The secret to success
Mr. Baker says Mayo's strong clinical practice is the key because it attracts large numbers of research participants, which is vital for any genetics research. But Dr. Hutton says the technologists are an important piece of the puzzle.

"It's a testament to their skill," says Dr. Hutton. "It's very easy to miss small changes when you're looking at gene sequences day after day. Even though they'd seen so many DNA sequences, they didn't miss the one that counted."

The lab environment is also an important factor, Mr. Baker says, because Dr. Hutton expects research technologists to contribute to each project. The importance of these contributions are evident in the publications that result from the research, which frequently include Mr. Baker, Ms. Gass and their colleagues as co-authors. Indeed, Mr. Baker has established an impressive curriculum vitae during his 10 years with Dr. Hutton.

"Quite a few senior scientists in the field have commented that Matt's CV is comparable to the average professor," Dr. Hutton says.

That's another interesting aspect to this story.
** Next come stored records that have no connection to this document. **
PR #660, opened 2018-10-15
Add namespace prefixes to backtrace calls

lionel-:
* Exported functions are prefixed with `::`

* Unexported functions are prefixed with `:::`

* Functions inheriting from the global env are prefixed with `global::`.

* Namespace is determined with the topenv rather than the parent env. This way we handle private closures such as `base:::tryCatchOne()`.

```r
library("dplyr")

myfunction <- function() {
  mtcars %>%
    group_by(cyl) %>%
    select(last_col(Inf))
}

myfunction()
#> Error: `offset` must be smaller than the number of columns
#> Call `rlang::last_error()` to see a backtrace

rlang::last_error()
#> <error>
#> * Message: "`offset` must be smaller than the number of columns"
#> * Class: `rlang_error`
#> * Backtrace:
#>  ─global::myfunction()
#>  ─tidyselect::last_col(Inf)
#> Call `summary(rlang::last_error())` to see the full backtrace

summary(rlang::last_error())
#> <error>
#> * Message: "`offset` must be smaller than the number of columns"
#> * Class: `rlang_error`
#> * Fields: `message`, `trace` and `parent`
#> * Backtrace:
#> █
#> ├─global::myfunction()
#> │ └─mtcars %>% group_by(cyl) %>% select(last_col(Inf))
#> │   ├─base::withVisible(eval(quote(`_fseq`(`_lhs`)), env, env))
#> │   └─base::eval(quote(`_fseq`(`_lhs`)), env, env)
#> │     └─base::eval(quote(`_fseq`(`_lhs`)), env, env)
#> │       └─global::`_fseq`(`_lhs`)
#> │         └─magrittr::freduce(value, `_function_list`)
#> │           ├─base::withVisible(function_list[[k]](value))
#> │           └─function_list[[k]](value)
#> │             ├─dplyr::select(., last_col(Inf))
#> │             └─dplyr:::select.grouped_df(., last_col(Inf)) /Users/lionel/Dropbox/Projects/R/hadley/dplyr/R/manip.r:513:2
#> │               └─dplyr:::.select_grouped_df(.data, !!!quos(...), notify = TRUE) /Users/lionel/Dropbox/Projects/R/hadley/dplyr/R/grouped-df.r:212:2
#> │                 └─tidyselect::vars_select(names(.data), !!!quos(...)) /Users/lionel/Dropbox/Projects/R/hadley/dplyr/R/grouped-df.r:205:2
#> │                   └─tidyselect:::vars_select_eval(.vars, quos)
#> │                     └─purrr::map_if(ind_list, is_helper, eval_tidy)
#> │                       └─purrr::map(.x[sel], .f, ...)
#> │                         └─rlang:::.f(.x[[i]], ...)
#> └─tidyselect::last_col(Inf)
```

In Mr. Baker's case, the discoveries over the years have never given him the urge to pursue a doctoral degree. If anything, he is more comfortable in his career choice. "I love my job," he says. "It doesn't make sense for me to pursue a Ph.D.; it would change things too much."

But Ms. Gass is already pursuing a master's degree and the progranulin discovery has her thinking seriously about pursuing a doctorate. "It's a huge decision, but this experience has truly opened my eyes," she says.